I'm not too confident that they will be able to repeat due to the strength of the other teams.


----------



## sheefo13 (Jul 13, 2002)

i think that they really didnt get better, they may have gotten a little bit worst just for the simple fact that rasho doesnt replace the leader of david robinson


----------



## Starbury03 (Aug 12, 2003)

Kerr retired is joining TNT


----------



## UKfan4Life (Mar 5, 2003)

I think they got better. :yes: 

The addition of Hedo will help their outside shooting even more.


----------



## mavsman (Jun 11, 2003)

The Spurs got better, unfortunately. And any player with
Tim Duncan behind him protecting the basket is a good
defensive player.

It would be amazing how much better Nash and Finley would
be on defense if Tim Duncan was behind them.


----------



## dsakilla (Jun 15, 2003)

> would say that the Spurs got better, but the question is, did they improve enough to keep up with the moves of Lakers, Wolves, Kings, and remain on top.
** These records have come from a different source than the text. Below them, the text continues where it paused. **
PR #248, opened 2022-10-08
Add groundwork for runtime window resizing and user scales in baseview

robbert-vdh:
This is cherry picked and squashed from my patched vizia branch. This patch introduces the concept of a user scale and adds two new properties to the context: that user scale, and a window size field. The user scale makes it possible to uniformly resize a window at runtime independently of system HiDPI scaling. As a result, the setting can be saved and recalled separately in an application, and moving the window between displays with different HiDPI scaling factors preserves the user scale. The window size field meanwhile can be used to change the window's width and/or height without scaling the window's contents.

A consequence of this is that the DPI factor is now a combination of the window's DPI factor and the user scale factor. The scale factor fields in the baseview backend have thus been updated accordingly to make this clear. The system scaling policy is also taken into account here.

The workflow for uniformly rescaling the window is as follows:

1. A widget uses `cx.set_user_scale_factor(...)` to set a new user scale factor. Storing this directly on the context instead of sending events has the advantage that you get debouncing for free (there can be at most a single scale factor change per frame), setting the scale factor to the already current scale factor is a no-op, and other widgets can't react to the event and potentially do the wrong thing if the event needs to be thrown away.
2. After handling the events and just before drawing, the baseview backend checks if the user scale factor and window size fields have changed by comparing the old known values to the current values stored in the context.
3. If the values have changed, then the backend will resize the baseview window (this callback is currently missing).
4. Finally, the backend emits a `WindowEvent::WindowResize` to indicate that the window has been successfully resized. This event technically already existed, but it was not used anywhere.

Changing the window size using `cx.set_window_size(...)` works the same way.

What is missing:

- An example
- Widgets that allow resizing the window using this new API. I have a resize handle implementation [here](https://github.com/robbert-vdh/nih-plug/blob/master/nih_plug_vizia/src/widgets/resize_handle.rs). Another common option would be to have a dropdown menu with predefined sizes.
- Winit support (would require winit pathces)
- A finished implementation of the feature in baseview. Right now I have a branch that implements this on Linux. I still need to add Windows and macOS support, so the actual resize call in this patch has been commented out.

These patches have been around for a while and they've been refactored through at least half a dozen large changes of `vizia_baseview`, so it may not be entirely idiomatic anymore.


geom3trik:
This looks good to me in principle. When we have multiwindow the API will likely need to change but since that's an unknown amount of time away we can carry on for now. I'm curious what patches would be required for winit since it should already be possible to change the window size at runtime?

I'm also not sure about setting the window size directly through context. Window properties are currently set using events, there's also one for size `WindowEvent::SetSize`, but I'm wondering if this would work here or if it *has* to be set through context because of that user scale?

robbert-vdh:
> This looks good to me in principle. When we have multiwindow the API will likely need to change but since that's an unknown amount of time away we can carry on for now. I'm curious what patches would be required for winit since it should already be possible to change the window size at runtime?

Is there a way to change the window size at runtime? I couldn't find it when I looked into it, hence why the winit backend just doesn't do anything with these new fields.

> I'm also not sure about setting the window size directly through context. Window properties are currently set using events, there's also one for size WindowEvent::SetSize, but I'm wondering if this would work here or if it has to be set through context because of that user scale?

I explained before in the Discord why I think using context properties is a better solution for this problem, and I repeated some of those reasons in the OP here. Setting the properties using events will only add more moving pieces without making things any simpler (you'd then need to manually debounce events/take the last one, and you still need to keep track of the current/old value to ignore resizes that should be a no-op).

geom3trik:
> Is there a way to change the window size at runtime? I couldn't find it when I looked into it, hence why the winit backend just doesn't do anything with these new fields.

I thought there was but I'll have to double check that.

> I explained before in the Discord why I think using context properties is a better solution for this problem, and I repeated some of those reasons in the OP here. Setting the properties using events will only add more moving pieces without making things any simpler (you'd then need to manually debounce events/take the last one, and you still need to keep track of the current/old value to ignore resizes that should be a no-op).

The reason I'm tempted to keep them as events is for consistency of the API, where other properties are set with events. How expensive is it to change the window size? If we just applied multiple resize events in the same cycle or didn't keep track of old values what's the worst case scenario? I can't imagine it's too expensive and I don't imagine it's something that happens often but I'm happy to be proven wrong. Another reason for using events would be for when we eventually have multiwindow. An event can propagate up to the parent window of whatever emitted it but how do we determine the correct window when calling methods on `cx`? I guess context could probably figure out the parent window from the current entity. Just thinking out loud really.

robbert-vdh:
> How expensive is it to change the window size? If we just applied multiple resize events in the same cycle or didn't keep track of old values what's the worst case scenario?

It probably won't happen often, but in the context of plugins unnecessary resize calls can be pretty expensive (and in other cases it might result in some flickering if two widgets try to perform conflicting resizes). But yes a field indeed won't scale to multiple windows.

geom3trik:
> It probably won't happen often, but in the context of plugins unnecessary resize calls can be pretty expensive (and in other cases it might result in some flickering if two widgets try to perform conflicting resizes). But yes a field indeed won't scale to multiple windows.

Would there be flickering if the two widgets try to resize within the same frame? I would have thought not.

I do see the advantage to de-duplicating these events though. Since multiwindow doesn't apply to the baseview backend this might be place where the API could diverge, but ideally it would be good to have the same thing for both windowing backends.

robbert-vdh:
Any updates on this? If you want I can rewrite it to a version that uses events and that doesn't have a confirmation of the resize (`WindowEvent::WindowResize` will be gone/unused again) and no debouncing.

geom3trik:
> Any updates on this? If you want I can rewrite it to a version that uses events and that doesn't have a confirmation of the resize (`WindowEvent::WindowResize` will be gone/unused again) and no debouncing.

Sorry for the delay. I think until a mechanism is in place for de-duplicating events (which I'm not currently working on) there's probably no point switching to an event-based approach. When we eventually have multiwindow we might rethink how we do this but for now I'm happy with direct mutation of the context. I'll do a proper review of the code hopefully later today but the first think I noticed glancing at it again was the change to `Context::new`. I think we should in that case have a `Context::default` so the doctests don't look so messy.

geom3trik:
I would prefer it that way generally, to keep it consistent with other window modifications and to make things easier for when we have multiwindow, but at this stage I'm not bothered either way. Whichever is easier for you really. An event would cause an unnecessary redraw but I doubt you'd notice it with the baseview backend, which is redrawing every update cycle anyway (for now).

robbert-vdh:
Btw I also finally implemented resizing in baseview for Windows (that was a major pain compared to how simple it was to add for Linux heh). I'll do macOS next and then submit a PR to the baseview repo.

robbert-vdh:
https://github.com/RustAudio/baseview/pull/136 was merged a couple days ago, so I'll update this to use the actual resize method. It would be great to have this merged since there are already a bunch of conflicts again. I've spent at least a dozen hours resolving these conflicts over the last year. :sweat_smile:

geom3trik:
> [RustAudio/baseview#136](https://github.com/RustAudio/baseview/pull/136) was merged a couple days ago, so I'll update this to use the actual resize method. It would be great to have this merged since there are already a bunch of conflicts again. I've spent at least a dozen hours resolving these conflicts over the last year. 😅

Is there still the bug we identified before? Where the window doesn't resize correctly and we suspected was due to vizia rather than baseview?

robbert-vdh:
I haven't had time to look at that yet (nor do I have any way to debug it). Your issue only seemed to happen on Windows with DPI scaling.I f I force DPI scaling on Linux everything is fine, and the straight up resizing the window also seemed to work fine on Windows regardless of HiDPI scaling.

geom3trik:
> I haven't had time to look at that yet (nor do I have any way to debug it). Your issue only seemed to happen on Windows with DPI scaling.I f I force DPI scaling on Linux everything is fine, and the straight up resizing the window also seemed to work fine on Windows regardless of HiDPI scaling.

What's the best way to test the changes in this PR? Could you perhaps add an example with a drag handle like the one in your plugins? Doesn't have to be fancy or anything.

robbert-vdh:
I've been working on updating this and on an example where you can resize the window using both a text field and a resize handle. Two observations so far:

- I can change the setting of the user scale and window size to an event, _but_ this information still needs to be stored on the context to be able to access it. I'll do this after I'm done with the rest of the changes.
- I initially repurposed the unused `WindowEvent::WindowResize` to inform the application that its size has changed, but I realize that this is not actually needed. `WindowEvent::GeometryChanged` already covers this. Should I just get rid of `WindowEvent::WindowResize`?

robbert-vdh:
I've pushed what I have for now including the partial example. Some additional observations:

- I still need to add the resize handle to the example. Right now you can only resize the window by typing in a new scale value. It should probably also have a way to change the window's logical size (which is also supported by this PR).
- The `WindowEvent::GeometryChanged` seems to take a second to fire the first time. This could just be debug builds being slow though. After the first time it's instantaneous and this delay also doesn't exist for release builds.
- Something seems to clamp the standalone window's size to the display's size, at least on Linux. As a result setting the scale factor to a value that would cause the window to be clipped and then setting it to 1.0 again will make the window smaller than its original size.

geom3trik (approved):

The other teams have to "keep up"with the Spurs. The Kings added Brad Miller, lost Keon Clark, and Turkoglu. Not much improvement there. The Timberwolves once again didn't make it out of the first round, and they added solid players. But they have to catch up to the Spurs, not vice versa. And of course the Lakers, who have much better talent, and only their egos will stop them IMO.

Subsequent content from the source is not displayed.